Bezetting[bewerken | brontekst bewerken]

  • David Grubbs[2] (gitaar)
  • Clark Johnson[3] (basgitaar)
  • John McEntire[4] (drums)
  • Bundy K. Brown[5] (basgitaar)

Geschiedenis[bewerken | brontekst bewerken]

Bastro werd gevormd door Louisville (Kentucky)-gitarist David Grubbs, nadat zijn voormalige band Squirrel Bait in 1987 was ontbonden. Grubbs was verhuisd naar Washington D.C. om naar de Georgetown University te gaan, waar hij een vroege versie van Bastro begon met bassist Dan Treado[6], die al snel vertrok. Grubbs vriend Clark Johnson, die bas had gespeeld in Squirrel Bait, voegde zich bij Grubbs en het duo nam de zes nummers tellende ep Rode Hard & Put Up Wet op, ondersteund door een drummachine en ontworpen door Steve Albini voor Homestead Records in 1988.

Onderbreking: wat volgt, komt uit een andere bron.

PR #1590, opened 2025-07-31
chore: Update appengine samples to google-cloud-pubsub/v3.x

aandreassa:
Follows https://github.com/googleapis/google-cloud-ruby/blob/main/google-cloud-pubsub/OVERVIEW.md


dazuma (approved):
Thanks!

PR #1777, opened 2026-04-09
chore(spanner): samples to set transaction options

skuruppu:
Adds samples that show how to set the isolation level and read lock mode at the Spanner client level and at a transaction level. If it's set at the client level, all RW transactions will set this value. The transaction-level setting allows users to override the client-level setting or to set the values for specific transactions.


skuruppu:
It looks like the Ruby client may not support setting the isolation level and lock mode at a client-level. I will have to send a separate PR to ruby-spanner to add this support.

aandreassa:
Let's retry now that https://rubygems.org/gems/google-cloud-spanner/versions/2.36.0 is out!

@skuruppu

skuruppu:
> Let's retry now that https://rubygems.org/gems/google-cloud-spanner/versions/2.36.0 is out!
> 
> @skuruppu

Thanks @aandreassa, the tests now pass.

aandreassa (approved):

PR #195, opened 2021-10-20
feat(extra-params): Integrate UrlHandler with the Extra Params.

tajespasarela:
[EX-4564]

This PR is to make work the URL module and the Extra params. Changes:

- Store Emitters:
    All the emitters have now a debounce (with 0ms). This means that even if you make several changes to the store asynchronously, the Event of the emitter will be emitted only once. Obviously, if the changes are made in different moments and not sequentially (even asynchronously), it will emit multiple Events.
    Furthermore, the `XxxRequestChanged` event Emitters are treated a little different from the rest. The Emitters of this kind of event will have an "extra" debounce (this means they will have two denounces with 0 ms). What for? well, the idea is to "sort" the events moving all the `XxxRequestChanged` to the end of the JS tasks queue. This way the rest of the Events, which are making changes in the store state, are executed before the request event is emitted. So we will "minimize" the repeated `XxxRequestChanged` events, so we will "minimize" the repeated requests to API. It is not a perfect solution and requests like "PopularSearches" and "Recommendations" are still repeated because they are requested as soon as the "app" is mounted.
   Finally, these `XxxRequestChanged` Emitters, will have a default filter to check if the values of the request have really changed. Once again to minimize the repeated requests. It only checks at the first level of the object, so it will not check inner Objects nor Arrays, to avoid heavy CPU tasks in complex requests (Filters for example).

- XInstaller:
    Removed the extra params from the Adapter config, because these parameters are already sent in the Request Object.

- Url Module:
  Unified extra params and initial params in the state. The mutation uses `Vue.set` in all the cases to deal with new fields (extra params) in the state.

- ExtraParams component:
    Emit initial `ExtraParamsProvided` with the already existing params in the store, to deal with the case these params were already there because the params loaded from URL.
    The next `ExtraParamsProvided` are emitted with the changes in the `values` props.

- RenderlessExtraParams:
 Removed default value. This default value can be configured through the `ExtraParams` component.

- SnippetConfigExtraParams:
    Changed the @XInject by default Vue injection, because the XInstaller injects it in the default way and the injected object it is already reactive.

- UrlHandler component:
    Removed `load` listener. The event is emitted as soon as the component is created. The URL is supposed to be loaded in this case.
    Emits new `ExtraParamsLoadedFromUrl` again.

- Bonus:
  Added some wiring for the URL params load to some XModules were missing.
  Added some filters to Emitters comparing Arrays to avoid emit events when different empty arrays are set in the state.
    Removed some unnecessary actions from Url and ExtraParams Modules.

[EX-4564]: https://searchbroker.atlassian.net/browse/EX-4564?atlOrigin=eyJpIjoiNWRkNTljNzYxNjVmNDY3MDlhMDU5Y2ZhYzA5YTRkZjUiLCJwIjoiZ2l0aHViLWNvbS1KU1cifQ


packages/x-components/src/x-modules/url/components/__tests__/url-handler.spec.ts
```diff
@@ -116,71 +107,60 @@ describe('testing UrlHandler component', () => {
...
     emit('PushableUrlStateChanged', {
-      ...initialUrlState.params,
+      ...initialUrlState,
       query: 'lego',
       page: 2,
-      store: '111'
+      store: '111',
+      warehouse: '222'
     });
     const urlSearchParams = getCurrentUrlParams();
```
tiborux, line 165: Add a expect to check that the warehouse is null:

    expect(urlSearchParams.get('warehouse')).toBeNull();

packages/x-components/src/x-modules/url/store/mutations/set-params.mutation.ts
```diff
@@ -0,0 +1,9 @@
+import Vue from 'vue';
+import { forEach } from '../../../../utils/object';
+import { UrlXStoreModule } from '../types';
+
+export const setParams: UrlXStoreModule['mutations']['setParams'] = (state, params) => {
```
tiborux, line 5: Should we document this mutation?

tiborux (changes requested):

packages/x-components/src/x-modules/url/components/url-handler.vue
```diff
@@ -4,10 +4,19 @@
   import { XOn } from '../../../components/decorators/bus.decorators';
```
javieri-empathy, line 4: There are some issues that I need to investigate deeper.

1. Extra params are added immediately to the URL, even if it is the default value. I guess this is because of the order
2. Extra param change causes unstable history:
	* Search `lego`
	* Select a filter
	* Change the store to `Italy` -> Filters are then deselected
	* Hit back in the browser -> Filter is selected back, but store is kept in `Italy`
	* This happens because the filters are cleared in another batch of url updates.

Na hun eerste publicatie toerde Bastro met de band My Dad Is Dead, wiens drummer toentertijd Oberlin College percussie-majoor John McEntire was. McEntire sloot zich al snel aan bij Bastro, ter vervanging van de drummachine en het trio nam een volledig album op met de voormalige Squirrel Bait-technicus Howie Gano[7]. Twee nummers van deze sessie werden als single uitgebracht in 1989 en een testpersing van het album werd gemaakt, maar vervolgens geschrapt toen de band terugkwam van hun eerste Europese tournee en besloot dat ze het beter konden doen. Ze keerden terug naar de studio met technicus Brian Paulson[8] en namen snellere versies van hun nummers op en deze - samen met Shoot Me a Deer en Wurlitzer uit de eerste sessie - omvatten de eerste lp van de band Diablo Guapo. De 12 nummers van het album klokken 28 minuten en bevatten een cover van Pretty Smart On My Part van Phil Ochs als vervolg op Squirrel Baits eigen Ochs-eerbetoon op hun album Skag Heaven. Naast het presenteren van Bastro als een noiserock power trio dat constant wisselende maatsoorten speelt, speelt Grubbs ook piano op één nummer, vermengd met gitaarfeedback, tapemuziek en gesproken woord en het titelnummer van het album Guapo heeft een discordante hoornsectie.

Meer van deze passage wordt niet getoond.